Start this command on the first node and as the next step we'll simulate a network outage between the two nodes:

node1 root # iptables -I OUTPUT 1 -d 192.168.0.2 -p tcp ! --dport 22 -j REJECT

If you run gluster peer status on the first node, you should see the second one as Disconnected (and vice versa):

node1 root # gluster peer status
Number of Peers: 1

Hostname: node2
Uuid: 97929b17-85a2-4aec-96f6-0790110490d5
State: Peer in Cluster (Disconnected)

The /tmp/gluster-data/dates.txt on the first node should contain a few timestamps now. Let's bring back the second one and see what happens:

node1 root # iptables -D OUTPUT 1

node2 root # wc -l /tmp/gluster-data/dates.txt
85 /tmp/gluster-data/dates.txt

Success! But what happens if we write on both systems to the same file during the outage (aka a Split-Brain? Let's start the bash loop on both system and issue the iptables command again. As expected, both systems show the other as "Disconnected". Wait a few seconds and remove the block rule from the iptables chain.

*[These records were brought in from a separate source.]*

PR #574, opened 2020-04-14
chore: setup super-laberer-action for automated issue labeling

jayu:
## Motivation

Recently I added a bunch of new labels to organize issues management.
I wanted to automate it a bit, so I integrated `super-laberer-action` https://github.com/IvanFon/super-labeler-action/

## Summary

However, I'm using my fork, because mine and @jbina PR's are not yet merged. We can migrate later. 

It basically adds labels based on matched keywords, mostly case-insensitive. 

It contains labels list extracted from original list created in linaria using this gist https://gist.github.com/jayu/b80c5f28a79a810a177d5ee97d7ab258

It should work out-of-the-box, maybe we will need to enable GitHub actions if not enabled yet.

**If you have an idea for more/better keywords please leave a comment.**

I didn't cover all labels, eg. didn't cover `platform: react` because half of the issues have `react` in their content. 

My fork of issue laberer has undocumented feature of 
- adding fallback label (`needs: tirage`) if bot didn't manage to add enough labels
- disabling autolabeling by adding a specific label (`skip autolabeling`) eg. if someone added keyword `webpack` but issue is not related to webpack, we can disable autolabeling to not have to fight with the bot :P 

## Test plan

You can test how it works on my fork https://github.com/jayu/linaria/issues


jayu:
It's funny that it fails, it may be because of missing config file at `master`. I could check to debug logs if someone with admin access would set `ACTIONS_STEP_DEBUG ` env to `true` :)

.github/labels.json
```diff
@@ -0,0 +1,429 @@
...
+  },
+  "issue_fallback": {
+    "fallbackActivationValue": 2,
+    "labels": [
+      "needs-triage"
+    ]
+  },
+  "pr": {},
+  "skip_labeling": "skip-labeling"
+}
```
thymikee, line 429: extra newline?

jayu:
@thymikee Labels defined in `labels.json` are the same labels that exist in the repo setup. So I'm not adding any new labels, maybe with exception fir `skip-labeling`

.github/labels.json
jayu: WDYM?

thymikee: it's common to include an extra newline at the end of the files, so that git doesn't report "no newline..." 
image

thymikee:
> Labels defined in labels.json are the same labels that exist in the repo setup. So I'm not adding any new labels

Yea, but normally they're not stored in the repo and you can still use them to label issues. What I was curious about is if this action needs such `labels.json`, but now I read the doc of this action and it's clear it's needed. Sorry for confusion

Accessing the data gives us now an Input/Output error. The logfile /var/log/glusterfs/tmp-gluster-data.log contains more information:

Unable to self-heal contents of '/dates.txt' (possible split-brain). Please delete the file from all but the preferred subvolume.

So in this case, we have to manually fix the problem. If we delete the file /tmp/glusterfs-data/dates.txt from the second node, the process recovers itself but leaves us with a truncated file (because the file gets temporarily deleted on all nodes). So we better keep a copy of the "correct" file and restore it before fixing that problem. After all, this isn't GlusterFS fault - successfully recovering from a split-brain is a hard job and almost impossible if you don't have a majority in your cluster who agree on the content of an object.